● **What the task asks**:
Find each line in the records below that contains the word "module", and copy it out.

Saved entries
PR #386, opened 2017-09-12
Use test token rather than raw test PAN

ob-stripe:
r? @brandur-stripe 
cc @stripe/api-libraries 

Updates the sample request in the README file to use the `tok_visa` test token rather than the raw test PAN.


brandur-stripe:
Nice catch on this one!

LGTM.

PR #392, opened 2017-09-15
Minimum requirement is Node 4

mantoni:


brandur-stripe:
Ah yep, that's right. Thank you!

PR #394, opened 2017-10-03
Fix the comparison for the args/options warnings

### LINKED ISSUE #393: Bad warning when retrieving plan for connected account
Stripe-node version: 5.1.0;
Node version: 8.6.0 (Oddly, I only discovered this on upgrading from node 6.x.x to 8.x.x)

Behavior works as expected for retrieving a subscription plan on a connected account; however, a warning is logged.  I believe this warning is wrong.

---

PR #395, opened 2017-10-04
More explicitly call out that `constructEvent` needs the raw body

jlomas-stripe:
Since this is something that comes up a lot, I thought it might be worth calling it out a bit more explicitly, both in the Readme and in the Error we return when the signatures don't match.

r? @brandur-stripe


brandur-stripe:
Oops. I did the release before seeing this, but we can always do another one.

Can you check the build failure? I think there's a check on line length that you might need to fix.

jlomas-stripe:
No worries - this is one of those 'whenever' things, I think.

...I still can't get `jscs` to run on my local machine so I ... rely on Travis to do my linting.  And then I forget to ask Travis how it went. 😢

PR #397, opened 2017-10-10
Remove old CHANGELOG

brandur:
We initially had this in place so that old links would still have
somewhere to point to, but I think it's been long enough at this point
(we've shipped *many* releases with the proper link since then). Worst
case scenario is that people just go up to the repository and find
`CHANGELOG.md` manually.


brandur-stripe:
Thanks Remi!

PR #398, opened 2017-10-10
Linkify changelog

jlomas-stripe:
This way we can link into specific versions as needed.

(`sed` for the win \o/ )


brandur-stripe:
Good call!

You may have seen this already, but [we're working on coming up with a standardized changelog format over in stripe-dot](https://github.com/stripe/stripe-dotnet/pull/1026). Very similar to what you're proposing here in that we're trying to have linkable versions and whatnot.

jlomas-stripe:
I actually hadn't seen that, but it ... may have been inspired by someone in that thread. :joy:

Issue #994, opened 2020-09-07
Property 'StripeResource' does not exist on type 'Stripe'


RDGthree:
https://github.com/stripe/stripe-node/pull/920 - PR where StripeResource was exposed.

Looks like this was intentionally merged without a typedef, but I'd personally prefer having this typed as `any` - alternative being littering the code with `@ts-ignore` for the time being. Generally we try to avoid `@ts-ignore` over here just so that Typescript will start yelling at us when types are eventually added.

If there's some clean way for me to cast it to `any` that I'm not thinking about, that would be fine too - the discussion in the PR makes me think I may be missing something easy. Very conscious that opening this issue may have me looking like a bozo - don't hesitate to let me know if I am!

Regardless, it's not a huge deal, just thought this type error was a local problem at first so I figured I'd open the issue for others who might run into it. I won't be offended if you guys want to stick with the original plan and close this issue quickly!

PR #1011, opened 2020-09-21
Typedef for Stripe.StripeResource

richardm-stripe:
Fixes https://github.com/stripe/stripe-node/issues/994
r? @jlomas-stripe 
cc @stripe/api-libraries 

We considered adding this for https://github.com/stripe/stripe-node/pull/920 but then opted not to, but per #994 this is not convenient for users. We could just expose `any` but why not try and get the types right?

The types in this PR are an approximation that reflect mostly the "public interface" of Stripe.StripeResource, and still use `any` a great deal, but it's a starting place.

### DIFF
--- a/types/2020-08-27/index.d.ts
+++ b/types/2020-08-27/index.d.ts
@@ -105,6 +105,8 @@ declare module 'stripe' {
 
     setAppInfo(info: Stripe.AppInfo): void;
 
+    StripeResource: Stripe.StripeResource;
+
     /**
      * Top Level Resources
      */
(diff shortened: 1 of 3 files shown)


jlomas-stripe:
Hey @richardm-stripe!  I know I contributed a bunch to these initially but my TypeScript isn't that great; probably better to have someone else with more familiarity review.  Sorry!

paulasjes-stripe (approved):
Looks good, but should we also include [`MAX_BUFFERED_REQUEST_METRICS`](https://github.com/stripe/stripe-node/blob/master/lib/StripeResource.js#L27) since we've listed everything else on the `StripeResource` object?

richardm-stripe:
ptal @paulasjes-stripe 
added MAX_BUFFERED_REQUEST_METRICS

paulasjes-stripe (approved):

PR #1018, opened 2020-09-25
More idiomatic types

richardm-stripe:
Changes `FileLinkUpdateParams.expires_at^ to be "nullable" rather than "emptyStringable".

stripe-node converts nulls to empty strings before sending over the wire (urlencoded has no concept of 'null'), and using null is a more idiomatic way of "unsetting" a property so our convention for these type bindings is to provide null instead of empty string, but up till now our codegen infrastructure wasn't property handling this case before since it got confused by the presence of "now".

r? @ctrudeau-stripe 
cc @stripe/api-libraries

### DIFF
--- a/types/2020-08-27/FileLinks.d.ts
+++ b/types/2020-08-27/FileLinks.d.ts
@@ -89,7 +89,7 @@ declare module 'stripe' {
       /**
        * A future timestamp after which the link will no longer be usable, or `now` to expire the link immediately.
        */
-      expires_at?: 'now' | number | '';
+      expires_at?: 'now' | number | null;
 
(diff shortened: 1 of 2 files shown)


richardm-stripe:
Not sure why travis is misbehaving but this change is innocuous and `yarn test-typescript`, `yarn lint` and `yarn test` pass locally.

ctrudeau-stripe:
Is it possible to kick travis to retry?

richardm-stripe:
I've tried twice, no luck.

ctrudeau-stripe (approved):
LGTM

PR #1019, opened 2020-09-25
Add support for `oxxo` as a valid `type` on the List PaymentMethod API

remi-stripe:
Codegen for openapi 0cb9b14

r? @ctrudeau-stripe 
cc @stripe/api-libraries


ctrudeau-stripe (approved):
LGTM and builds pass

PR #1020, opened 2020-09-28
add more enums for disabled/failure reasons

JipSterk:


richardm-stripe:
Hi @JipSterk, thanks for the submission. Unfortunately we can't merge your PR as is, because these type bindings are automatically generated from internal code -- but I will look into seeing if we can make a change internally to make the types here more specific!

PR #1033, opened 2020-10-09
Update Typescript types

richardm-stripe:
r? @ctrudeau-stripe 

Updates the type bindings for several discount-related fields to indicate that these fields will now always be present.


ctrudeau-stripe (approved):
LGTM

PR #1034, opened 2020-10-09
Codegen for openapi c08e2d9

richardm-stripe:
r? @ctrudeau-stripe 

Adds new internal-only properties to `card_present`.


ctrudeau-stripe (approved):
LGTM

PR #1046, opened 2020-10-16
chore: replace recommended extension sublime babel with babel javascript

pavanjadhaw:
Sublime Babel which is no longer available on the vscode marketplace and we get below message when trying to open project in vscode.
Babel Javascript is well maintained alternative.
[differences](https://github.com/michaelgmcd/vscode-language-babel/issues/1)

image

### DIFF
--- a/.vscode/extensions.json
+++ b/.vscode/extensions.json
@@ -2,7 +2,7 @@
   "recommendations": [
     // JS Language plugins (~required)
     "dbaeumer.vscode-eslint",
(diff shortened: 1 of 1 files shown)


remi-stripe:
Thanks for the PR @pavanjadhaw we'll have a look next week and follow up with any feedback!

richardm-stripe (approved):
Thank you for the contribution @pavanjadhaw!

● **Exercise solution**:
@@ -105,6 +105,8 @@ declare module 'stripe' {
@@ -89,7 +89,7 @@ declare module 'stripe' {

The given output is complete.